Using the records below, report how many lines hold "layouts", with no extra text.
Top of Provided information
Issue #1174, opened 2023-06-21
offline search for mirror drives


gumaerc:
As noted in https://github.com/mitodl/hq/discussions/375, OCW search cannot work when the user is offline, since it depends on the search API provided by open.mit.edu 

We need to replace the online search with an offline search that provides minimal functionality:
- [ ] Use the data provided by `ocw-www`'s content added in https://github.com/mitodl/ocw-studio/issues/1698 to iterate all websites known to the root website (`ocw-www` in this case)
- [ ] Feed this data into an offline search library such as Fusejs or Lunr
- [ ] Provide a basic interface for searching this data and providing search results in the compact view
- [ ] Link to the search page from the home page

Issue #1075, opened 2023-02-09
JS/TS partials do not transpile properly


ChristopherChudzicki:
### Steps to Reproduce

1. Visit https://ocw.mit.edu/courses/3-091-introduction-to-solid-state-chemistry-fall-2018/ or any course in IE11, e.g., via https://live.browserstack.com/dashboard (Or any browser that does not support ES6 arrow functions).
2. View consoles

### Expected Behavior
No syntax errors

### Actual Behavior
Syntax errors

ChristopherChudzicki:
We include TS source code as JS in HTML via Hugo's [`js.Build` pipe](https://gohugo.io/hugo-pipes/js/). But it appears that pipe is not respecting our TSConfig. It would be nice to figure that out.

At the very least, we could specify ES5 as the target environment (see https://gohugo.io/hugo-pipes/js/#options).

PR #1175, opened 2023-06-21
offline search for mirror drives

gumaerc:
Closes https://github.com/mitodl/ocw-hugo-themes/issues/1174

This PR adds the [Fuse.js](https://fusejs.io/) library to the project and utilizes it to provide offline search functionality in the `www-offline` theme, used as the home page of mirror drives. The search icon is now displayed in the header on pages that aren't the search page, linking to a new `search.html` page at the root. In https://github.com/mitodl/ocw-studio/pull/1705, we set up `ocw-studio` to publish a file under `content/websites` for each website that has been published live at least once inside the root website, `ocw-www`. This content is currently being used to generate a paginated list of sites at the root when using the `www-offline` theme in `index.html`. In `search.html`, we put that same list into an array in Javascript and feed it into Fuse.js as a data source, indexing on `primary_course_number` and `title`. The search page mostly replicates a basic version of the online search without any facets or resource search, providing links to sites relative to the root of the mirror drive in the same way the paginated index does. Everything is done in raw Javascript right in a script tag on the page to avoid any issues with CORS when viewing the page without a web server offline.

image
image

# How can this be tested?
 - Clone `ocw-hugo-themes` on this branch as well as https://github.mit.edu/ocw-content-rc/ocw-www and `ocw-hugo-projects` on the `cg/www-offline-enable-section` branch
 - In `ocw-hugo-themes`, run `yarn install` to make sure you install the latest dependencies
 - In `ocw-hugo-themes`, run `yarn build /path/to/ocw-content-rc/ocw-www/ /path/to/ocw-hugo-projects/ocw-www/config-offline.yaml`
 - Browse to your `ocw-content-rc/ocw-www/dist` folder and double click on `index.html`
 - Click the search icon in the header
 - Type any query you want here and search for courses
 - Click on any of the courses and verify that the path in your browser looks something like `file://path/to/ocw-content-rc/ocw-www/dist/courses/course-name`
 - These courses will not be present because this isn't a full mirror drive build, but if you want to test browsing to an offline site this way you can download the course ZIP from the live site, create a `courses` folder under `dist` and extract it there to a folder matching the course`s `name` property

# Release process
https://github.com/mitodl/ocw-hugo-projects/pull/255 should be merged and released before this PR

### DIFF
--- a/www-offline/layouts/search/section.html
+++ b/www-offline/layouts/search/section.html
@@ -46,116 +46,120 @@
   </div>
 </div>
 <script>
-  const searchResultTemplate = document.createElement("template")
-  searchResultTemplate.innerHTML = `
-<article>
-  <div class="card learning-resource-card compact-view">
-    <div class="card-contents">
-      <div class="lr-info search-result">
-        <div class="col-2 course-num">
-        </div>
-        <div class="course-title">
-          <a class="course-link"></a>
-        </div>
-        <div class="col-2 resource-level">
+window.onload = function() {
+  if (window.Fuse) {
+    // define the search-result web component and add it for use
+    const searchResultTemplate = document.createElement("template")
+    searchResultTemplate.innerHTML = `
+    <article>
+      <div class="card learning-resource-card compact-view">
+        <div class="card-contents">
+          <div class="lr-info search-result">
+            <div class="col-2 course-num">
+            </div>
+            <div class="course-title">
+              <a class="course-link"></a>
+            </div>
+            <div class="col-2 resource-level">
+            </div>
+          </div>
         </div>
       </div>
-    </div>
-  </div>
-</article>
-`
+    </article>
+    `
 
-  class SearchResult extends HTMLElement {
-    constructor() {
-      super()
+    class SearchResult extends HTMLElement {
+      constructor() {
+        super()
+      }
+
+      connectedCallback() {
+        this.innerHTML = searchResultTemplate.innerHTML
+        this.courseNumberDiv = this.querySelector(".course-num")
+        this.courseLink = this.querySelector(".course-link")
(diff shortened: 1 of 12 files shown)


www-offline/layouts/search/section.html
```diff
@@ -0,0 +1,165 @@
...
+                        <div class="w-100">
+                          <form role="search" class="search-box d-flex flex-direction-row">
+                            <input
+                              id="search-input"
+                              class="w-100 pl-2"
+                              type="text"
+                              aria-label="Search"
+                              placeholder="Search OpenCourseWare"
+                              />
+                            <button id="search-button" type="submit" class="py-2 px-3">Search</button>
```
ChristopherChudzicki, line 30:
Bottom of Provided information
*Result*: 3